TASK: Pull out every line in the data that has the string "glitches" in it.

── INPUT MATERIAL

PR #8705, opened 2024-11-26
Fixed GIF won't load in Gmail #8682

MntRushmore:
## Summary of the problem
This hopefully will make the GIF show up in the email..

## Describe your changes
Updated GIF to Base64 format. (Didn't Work)
Uploaded to CDN (Didn't work)
Trying with Giphy now

PR #8718, opened 2024-11-27
Fixed gif rendering issue

46-HA:
## Summary of the problem

The issue was probably caused because the gif wouldn't load so I created a new link using #cdn and a fallback just in case

## Describe your changes

I added a new link that would work better


garyhtou:
Thanks for this, however, the GIF as-is started to work all of a sudden.

#8682

garyhtou:
It looks like https://github.com/hackclub/hcb/pull/8705 solved it. Thanks!

PR #8729, opened 2024-11-29
Fix receipt rendering in popover

sampoder:
Fixes https://github.com/hackclub/hcb/issues/8687, this is related to when we switched to turbo frames


app/assets/stylesheets/components/_receipts.scss
```diff
@@ -136,7 +136,8 @@
   display: none;
 }
 
-.modal--popover--receipt-expanded
+.modal--popover--receipt-expanded
```
sampoder:
```suggestion
.modal--popover--receipt-expanded
```

PR #8731, opened 2024-11-29
Don't attempt to render the balance graph when rendering mock total

sampoder:
Essentially this disables the balance graph which I think is causing this


sampoder:
actually doesn't fix anything but removes a JS error

PR #8732, opened 2024-11-29
Make `amount` on a mock transaction a `Money` object

sampoder:
`render_money` assumes any number inputted as cents. so when we had a $10.37 mock transaction it was being rendered as 10 cents.

closes https://github.com/hackclub/hcb/issues/8722


sampoder:
(needs to be tested in staging)

PR #8733, opened 2024-11-29
Create a `CardGrantSetting` on loading the new card grant page

sampoder:
Closes https://github.com/hackclub/hcb/issues/8680


sampoder:
It would be nice to be able to do this in model callbacks, but we don't have that with Flipper.

PR #8727, opened 2024-11-29
Order users in filter menu alphabetically

sampoder:
Closes https://github.com/hackclub/hcb/issues/8689

PR #8738, opened 2024-11-29
Options ordered alphabetically in filter menu [transactions view]

Aryankpoor:
[#8727](https://github.com/hackclub/hcb/pull/8727) might not have fully resolved #8689.
Also noticed some glitches after the push

image

## Here the order is not correct
image

This PR should be able to order user options alphabetically.


Aryankpoor:
Note: This PR only fixes the sorting not the glitches seen in the attached image

Aryankpoor:
Seems to be working fine on deployment
image

sampoder (changes requested):
Thanks! For the organisers one, I'd prefer for us to do it in SQL. Here's what I got to work:

```sql
@event.organizer_positions.joins(:user).order(Arel.sql("CONCAT(preferred_name, full_name) ASC"))
```

We should do the same for tags, something like `@event.tags.order(label: :asc)`.

Aryankpoor:
Done! Let me know if everything looks good. 
Also wanted to mention that this PR also sorts ```Type``` alphabetically

## Original View
image

## Updated view
image

app/views/events/_filter_menu.html.erb
```diff
@@ -3,7 +3,7 @@
     type="button"
     aria-label="Add filter..."
     class="tooltipped tooltipped--s pop menu__toggle menu__toggle--arrowless overflow-visible z-10"
-    data-menu-target="toggle" data-action="menu#toggle click@document->menu#close keydown@document->menu#keydown">
+    data-menu-target="toggle" data-action="menu#toggle click@document->menu#close keydown@document->keydown">
```
sampoder: Any reason for this change?

app/views/events/_filter_menu.html.erb
```diff
@@ -37,10 +36,9 @@
         </div>
       <% end %>
       <div data-tabs-target="tab" id="user">
-        <% @organizers.each do |position| %>
+        <% @event.organizer_positions.joins(:user).order(Arel.sql("CONCAT(users.preferred_name, users.full_name) ASC")).each do |position| %>
```
sampoder: Can this be moved into `EventsController`? There should already be an `@organizers =` line.

sampoder (commented):
Two quick comments; thanks!

app/views/events/_filter_menu.html.erb
Aryankpoor: Aah sorry, that should not have been removed. That was just me testing something out as an attempt to resolve the glitches I mentioned earlier. 
I have added that back in

app/views/events/_filter_menu.html.erb
Aryankpoor: Done :+1:

Aryankpoor: I have kept it in ```filter_menu``` for now as moving it to EventsController seems to be returning an error in deployment

Aryankpoor: I tested out the deployment after making this change and the transaction page broke. I can't figure out why though

Aryankpoor: I was trying out something like ```@organizers = @event.organizer_positions.joins(:user).order(Arel.sql("CONCAT(users.preferred_name, users.full_name) ASC"))```

sampoder: [`b5c4da0` (#8738)](https://github.com/hackclub/hcb/pull/8738/commits/b5c4da02731a8dee2795d4229dbc79016a726dd2) seems to be working for me locally. I think it's good to merge, might be staging timing out.

sampoder (approved):
LGTM!

PR #8742, opened 2024-11-30
Allow for burning inactive cards

Luke-Oldenburg:
## Summary of the problem
I accidentally ordered a card to the wrong address so I ordered a new one to my house. I was contacted about it but at that time I did not need the card anymore. I tried to burn it to remove it from my list of cards as it would never be used but I could not.

## Describe your changes
I moved the cancel stripe card action outside of the check to see if it has been initially activated.


sampoder (approved):
LGTM! Thank you for catching this.

PR #8749, opened 2024-11-30
Create `ApplicationHelper#error_boundary`

sampoder:
Closes https://github.com/hackclub/hcb/issues/8700

View PR for example of using `fallback_text`, using `fallback` would look something like:

```erb
<% fallback = capture do &>
  <p>No recent activities available.</p>
<% end %>
<%= error_boundary fallback: do %>
  render partial here
<% end %>
```


garyhtou:
I'm glad my suggestion worked!

PR #8756, opened 2024-11-30
Rename account transfer filter to HCB transfer

Luke-Oldenburg:
## Summary of the problem
The filter was called `Account transfer` despite being referred to as a `HCB transfer` on the Transfers page.

## Describe your changes
I renamed the filter from `Account transfer` to `HCB transfer`.


sampoder (changes requested):
Thanks for the PR! This should be changed on Line 184 of event's controller, that feels cleaner.

Luke-Oldenburg:
I think I had looked at that and wasn't sure how many other places referenced it as "Account" behind the scenes. I didn't want to go down a rabbit hole of having to change things but if that works I'll correct it there.

sampoder (approved):
Made a couple of edits, this is good to merge!

Luke-Oldenburg:
Ah yep, those were the things I was worried about missing if I renamed it from the root.

PR #10935, opened 2025-07-14
[Announcements] Change `content` column from `text` to `jsonb`

garyhtou:
## Summary of the problem

It stores json, but it's in a text column

## Describe your changes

────

WRITTEN SOLUTION:
Also noticed some glitches after the push
Note: This PR only fixes the sorting not the glitches seen in the attached image
Aryankpoor: Aah sorry, that should not have been removed. That was just me testing something out as an attempt to resolve the glitches I mentioned earlier. 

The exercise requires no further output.